This is the repo for the 🐬 Echopod - Companion Chatbot project, which aims to facilitate community participation in building largest publicly available conversational-style parallel dataset between English and Burmese.
Contribute to the 🐬 Echopod Dataset project by following the link: 🐬 Echopod - Companion Chatbot.
The current 🐬 Echopod - Companion Chatbot is designed to engage the Burmese community in collaborative annotation of the 🐬 Echopod Dataset. It allows users to contribute translations from English to Burmese and score the quality of existing translations through a user-friendly interface accessible via Telegram app. This approach enables faster involvement compared to traditional PC annotation tools, making it more accessible for a wider range of contributors, including those who may have skipped the computer era.
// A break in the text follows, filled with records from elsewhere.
PR #73, opened 2021-02-18
72 fix incorrect empirical cmf computation under new criterion

ppebay:
The CMF problem is now fixed and it seems that the performance of LBAF was even slightly improved. If approved that change should go into GossipLB

### DIFF
--- a/src/Model/lbsProcessor.py
+++ b/src/Model/lbsProcessor.py
@@ -41,7 +41,7 @@
 ###############################################################################
 #@HEADER
 #
-########################################################################
+
 import math
 import random as rnd
 import sys
@@ -248,6 +248,7 @@ class Processor:
         # Update last received message index
         self.round_last_received = msg.get_round()
 
+
     def compute_cmf_underloads(self, l_ave, pmf_type=0):
         """Compute CMF of underloads given an average load
         """
@@ -257,14 +258,18 @@ class Processor:
 
         # Distinguish between different PMF types
         if not pmf_type:
-            # Initialize ancillary values
+            # Determine whether one underloaded is actually overloaded
+            loads = self.known_underloads.values()
+            l_max = max(loads)
+            factor = l_max if l_max > l_ave else l_ave
+                
+            # Initialize CMF value
             sum_p = 0.
-            inv_l_ave = 1. / l_ave
-
-            # Iterate over all underloads
-            for l in self.known_underloads.values():
+            
+            # Iterate over all loads known to be underloaded
+            for l in loads:
                 # Update CMF
-                sum_p += 1. - inv_l_ave * l
+                sum_p += 1. - factor * l
 
                 # Assign CMF for current underloaded processor
                 cmf.append(sum_p)
--- a/src/Model/lbsProcessor.py
+++ b/src/Model/lbsProcessor.py
@@ -267,7 +267,7 @@ class Processor:
         if not pmf_type:
             # Determine whether one underloaded is actually overloaded
             l_max = max(loads)
-            p_fac /= (l_max if l_max > l_ave else 1 / l_ave)
+            p_fac /= (l_max if l_max > l_ave else l_ave)
 
         elif pmf_type == 1:
             # User sender load
--- a/src/Model/lbsProcessor.py
+++ b/src/Model/lbsProcessor.py
@@ -251,7 +251,7 @@ class Processor:
 
     def compute_cmf_underloads(self, l_ave, pmf_type=0):
         """Compute CMF of underloads given an average load
-           tyoe 0: improved Gossip approac=h
+           tyoe 0: improved Gossip approach
            type 1: NS variant based on sender load
         """
 
--- a/src/Model/lbsProcessor.py
+++ b/src/Model/lbsProcessor.py
@@ -261,13 +261,14 @@ class Processor:
             # Determine whether one underloaded is actually overloaded
             loads = self.known_underloads.values()
             l_max = max(loads)
-            factor = l_max if l_max > l_ave else l_ave
-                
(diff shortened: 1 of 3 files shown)


src/Model/lbsProcessor.py
```diff
@@ -257,14 +258,18 @@ def compute_cmf_underloads(self, l_ave, pmf_type=0):
 
         # Distinguish between different PMF types
         if not pmf_type:
-            # Initialize ancillary values
+            # Determine whether one underloaded is actually overloaded
+            loads = self.known_underloads.values()
+            l_max = max(loads)
+            factor = l_max if l_max > l_ave else l_ave
```
nlslatt, line 264: Computing `factor` this way will lead to a zero contribution to the CMF for the highest loaded processor being considered, right?  If there is only one that becomes overloaded, we won't be able to select it for more transfers.  It will definitely change the CMF values for the other processors, however, making it slightly more likely that we choose an underloaded with higher load vs lower load.

nlslatt: We could potentially calculate `factor` using the load of the truly overloaded processor that is computing the CMF.  Due to making it more likely to choose less severely underloaded processors, however, I'm not sure if it would have the desired effect.

ppebay: @nlslatt thanks for the review & comments

By **the** truly OL processor, do you mean the one that is the most overloaded (amongst all those that were previously underloaded prior to a first round of object transfers) across all ranks? If so, making its load known to all in order to compute the CMF with the same normalizing factor would require some global communication as not all ranks would necessarily about it otherwise. 
But indeed in the approach above the normalization is not done in the same way across all ranks (those who are not aware of "overloaded-underloaded" targets simply divide by the average load).

nlslatt: @ppebay No, by the truly overloaded processor, I meant the processor computing the CMF, i.e., the one that is considering offloading work to a less-loaded processor.  Because the modified grapevine criterion involves not letting the selected processor become more overloaded than the one offloading the work, we know that the offloading processor will not make any processor included in the CMF calculation become more overloaded than itself.  Instead of taking `factor` from the maximum load included in the CMF calculation, we could take it from the (necessarily greater) load of the offloading processor.  We would still avoid negatives in the CMF, and would have non-zero CMF contributions from all included processors.  Whether doing so would give us extra wiggle room or lead us down the wrong path isn't immediately clear to me.

ppebay: @nlslatt 
Regarding your first comment about `factor` I agree with what you are describing, but 2 things to be considered here:
- it is similar to what would happen for a processor whose load is exactly at the average (and if no other rank has become overloaded): it would not get chosen. We could alleviate that by multiplying the normalization factor by 0.9 or 0.99, which I have tried but does not yield noticeable effects either way;
- only **the** most overloaded rank, amongst all known "underloaded" processors known to the sender, will have a 0 contribution to the CMF and therefore not be selected **at that iteration**, so
  -  in subsequent iterations it might no longer be the most overloaded rank in the list, and therefore become "actionable" again ;
  - and if several "known underloaded" have become overloaded, only the ones with maximal load will have that 0 contribution. Other, "less overloaded" ranks would have a non-0 contribution (as their L_max:L ratios would be smaller than 1) and therefore would remain "selectable".

ppebay: @nlslatt understood now regarding the max load to be used for the CMF. That's an interesting angle. I shall experiment with it a little. Pushing a change to the code now BTW

ppebay: @nlslatt Nicole I looked into histograms given by your proposed variant, based on using the sender's load as the denominator in the CMF computation. It is indeed giving slightly different results, but it's hard to tell whether on average they end up with better or worse load imbalances. At that stage I think it's an interesting option that deserves further consideration, so I've put it in the LBAF code as a `pmf_type` which can be either 0 (the fixed version using the max underload when it's over the average) or 1 (the "NS variant"). You can flip the switch in line 297 of `lbsRuntime.py`, right now this requires editing that line, but we should probably make this a command line option for more systematic investigation.

In any event I think we should also experiment with it on the `GossipLB` side.

ppebay: @lifflander @nlslatt can we resolve this thread and merge? Thanks

src/Model/lbsProcessor.py
```diff
@@ -251,28 +251,32 @@ def process_underload_message(self, msg):
 
     def compute_cmf_underloads(self, l_ave, pmf_type=0):
         """Compute CMF of underloads given an average load
+           tyoe 0: improved Gossip approac=h
```
nlslatt, line 254: Typos.

src/Model/lbsProcessor.py
```diff
@@ -251,28 +251,32 @@ def process_underload_message(self, msg):
...
-            factor = l_max if l_max > l_ave else l_ave
-                
-            # Initialize CMF value
-            sum_p = 0.
-            
-            # Iterate over all loads known to be underloaded
-            for l in loads:
-                # Update CMF
-                sum_p += 1. - factor * l
+            p_fac /= (l_max if l_max > l_ave else 1 / l_ave)
```
nlslatt, line 270: This looks suspicious to me, one option being `l_max` and the other being `1 / l_ave`.

src/Model/lbsProcessor.py
ppebay: Fixed!

nlslatt (changes requested):
One little change and it's fine, I think

src/Model/lbsProcessor.py
ppebay: Indeed !

nlslatt (approved):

The 🐬 Echopod - Companion Chatbot is still under development, and there are limitations that have to be addressed. We encourage users to provide feedback and report any issues or suggestions for improvements to help refine the chatbot and enhance the overall annotation experience.
Our initial release contains the source code, setup instructions, and usage guidelines for the chatbot. We intend to continuously update and improve the chatbot based on user feedback and the evolving needs of the 🐬 Echopod Dataset project.
Please read our project overview for more details about the 🐬 Echopod Dataset project and our vision for creating the largest publicly available conversational-style parallel dataset between English and Burmese.
- Contribution mode: Users can translate English sentences to Burmese.
- Voting mode: Users can rate the quality of English-Burmese sentence pairs on a scale of 1-5.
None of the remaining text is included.